Define $E=C^2([0,1], \mathbb{R})$ and
$V=\{u \in E | u(0)=u(1)=0\}$ and
$ F=\{u \in E | u(0)=0 ,u(1)=1\}$
I want to evaluate the minimum of
$$ J = inf_{u\in F} \left(\int _{[0,1]} u^2+(u\prime)^2 \right) $$
in the proof, we consider the scalar product in $E$ :
$$<u,v>= \int_{[0,1]} uv+(u\prime v\prime)$$
and we state that $F$ is $(1)$ "an affine space of $E$ and direction $V$, and the $codim V=2$ "
and therefore $(2)$"the dimension of $V^{\perp}$ is at most 2 "
and given that $dimV^{\perp}\leq2 $ we prove that $V^{\perp}= Vect \{ch,sh\}$
And then they say $(3)$ "that the minimum $J$ occurs once and only once in $F \cap V^{\perp}$ "
which yields that minimum is at $x \rightarrow sh(x)/sh(1)$
I have no idea why these three bullet points are true, can someone explain?
Fix any $f\in F$ (say $f(x)=x$), then observe that $u\in F\iff u-f\in F$, or alternatively, $F=V+f$.
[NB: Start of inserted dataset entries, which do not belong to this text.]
PR #230, opened 2018-03-14
Fix issue with VOLUME and add VOLUME dockerlint tests

### LINKED ISSUE #222: Linters: all fails when volume value not quoted
All linter tests fail with `ERROR:  invalid syntax (<unknown>, line 1)` on images that have unquoted `VOLUME` value.
Test data:
```
FROM awesome/fedora

LABEL com.redhat.component="comp" \
      name="trulo" \
      version="7.0.0" \
      architecture="x86_64" \
      summary="Just keep swimming"

VOLUME /opt/trulo/data
```

phracek:

This issue fixes #222  and brings more tests for linters.

### DIFF
--- a/moduleframework/dockerlinter.py
+++ b/moduleframework/dockerlinter.py
@@ -33,10 +33,10 @@ class DockerfileLinter(object):
 
     dockerfile = None
     oc_template = None
-    dfp_structure = {}
-    docker_dict = {}
 
     def __init__(self):
+        self.dfp_structure = {}
+        self.docker_dict = {}
         dockerfile = common.get_docker_file()
         if dockerfile:
             self.dockerfile = dockerfile
@@ -60,7 +60,12 @@ class DockerfileLinter(object):
 
     def _get_volume(self, value):
         """Function evaluates a value and returns as string."""
-        return get_string(value)
+        try:
+            value = ast.literal_eval(value)
+        except SyntaxError:
+            # Convert string to list
+            return [value]
+        return value
 
     def _get_label(self, val):
         """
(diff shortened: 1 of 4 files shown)


moduleframework/dockerlinter.py
```diff
@@ -33,10 +33,10 @@ class DockerfileLinter(object):
 
     dockerfile = None
     oc_template = None
-    dfp_structure = {}
-    docker_dict = {}
 
     def __init__(self):
+        self.dfp_structure = {}
+        self.docker_dict = {}
```
jscotka: why you moved this from previous lines here?
Is this more pythonish? I don't know, just want to know answere :-)

moduleframework/dockerlinter.py
```diff
@@ -60,7 +60,12 @@ def _get_env(self, value):
 
     def _get_volume(self, value):
         """Function evaluates a value and returns as string."""
-        return get_string(value)
+        try:
+            value = ast.literal_eval(value)
+        except SyntaxError:
+            # Convert string to list
+            return [value]
```
jscotka: is this logic okay?
I don't know what is proper syntax, but I can imagine that there is possible:
```
In [4]:  ast.literal_eval("'abc'")
Out[4]: 'abc'

In [5]:  ast.literal_eval("['abc']")
Out[5]: ['abc']

In [6]:  ast.literal_eval("abc")
ValueError                                Traceback (most recent call last)
...
```
just last one caused error, but in case there will be 'abc' it will not be any error and it returns string.
Is this expected? syntax like ``VOLUME "/etc"`` or ``VOLUME '/etc'`` is not valid?

moduleframework/dockerlinter.py
phracek: There was initialization problem. `docker_dict` was not empty for some reason. Nothing else.

moduleframework/dockerlinter.py
phracek: Good point with ValueError. I will add it.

Both functionals $u\mapsto u(0)$ and $u\mapsto u(1)$ have $1$-codimensional kernel, so their intersection has codimension (at most) $2$.
Since $\bar V\oplus V^\perp =E$, we have $\dim V^\perp ={\rm codim}\, \bar V\le{\rm codim}\, V\le 2$.
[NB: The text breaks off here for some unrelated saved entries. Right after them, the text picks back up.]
PR #79, opened 2020-08-10
Replace the alert banner display view with a custom block

### LINKED ISSUE #42: Replace views block with custom block for displaying the alert banner
Currently views is used to display the alert banner to end users.
Since only one banner at a time is displayed, it may be less resource intensive to simply use an entityquery in a custom block.
This would remove a lot of extra markup that gets added, though it has the cost of making the feature a little less customisable (users who wished to expanded the feature would have to rebuild a view).

andybroomfield:
Fix #42

Basic custom block plugin that displays the published alert banner.
This replaces the view previously used, so the markup is more streamlined.

Should not require a new test as this will use the existing check that 
alert banner is visible test (`AlertBannerBlockTest`).


Adnan-cds:
Code changes look okay and clearly provides me with an alert banner.  But then I am left with two similar alert banners one of which came from the master branch.  This is not a problem for a test site like mine, but when these changes reach the [UAT site](https://localgovdrupal.agile.coop/), it will also have the same issue.  An update hook similar to the following can save us from such troubles:
```
function localgov_alert_banner_update_N() {
  Drupal::service('entity_type.manager')->getStorage('view')->load('alert_banner')->delete();
}
```

andybroomfield:
@Adnan-cds See localgovdrupal/localgov#79 Re: Update hooks.

andybroomfield:
Assuming with the issue around update hooks resolved, we can proceed with the merge?

Adnan-cds (approved):
I am happy with this change.

As discussed in https://github.com/localgovdrupal/localgov/issues/79, we don't need update hooks right now.

Issue #86, opened 2020-10-10
Coding standards - failing on 'Call to deprecated constant REQUEST_TIME'


finnlewis:
See: https://github.com/localgovdrupal/localgov/runs/1232632181#step:6:27
```
 ------ ---------------------------------------------------------------------------------------- 
  Line   modules/contrib/localgov_alert_banner/src/Form/AlertBannerEntityRevisionRevertForm.php  
 ------ ---------------------------------------------------------------------------------------- 
  132    Call to deprecated constant REQUEST_TIME: Deprecated in drupal:8.3.0                    
         and is removed from drupal:10.0.0. Use                                                  
         \Drupal::time()->getRequestTime();                                                      
 ------ ---------------------------------------------------------------------------------------- 

 ------ --------------------------------------------------------------------------------------------------- 
  Line   modules/contrib/localgov_alert_banner/src/Form/AlertBannerEntityRevisionRevertTranslationForm.php  
 ------ --------------------------------------------------------------------------------------------------- 
  92     Call to deprecated constant REQUEST_TIME: Deprecated in drupal:8.3.0                               
         and is removed from drupal:10.0.0. Use                                                             
         \Drupal::time()->getRequestTime();                                                                 
 ------ --------------------------------------------------------------------------------------------------- 
```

We have an affine subspace and we are looking for its point with the smallest distance from the origin (i.e. with smallest norm).
The situation is totally analogous to having an affine plane $F=V+f$ (parallel to the plane $V$ which contains the origin) in the 3d space, and looking for its closest point to the origin: we just take the intersection $V^\perp\cap F$ which should consist of a single element, namely the orthogonal projection $f_{\perp V}$ of $f$.
And, actually the Pythagorean theorem - which holds in arbitrary inner product space - shows that any other $u\in F\setminus V^\perp$ has strictly greater norm than $f_{\perp V}$.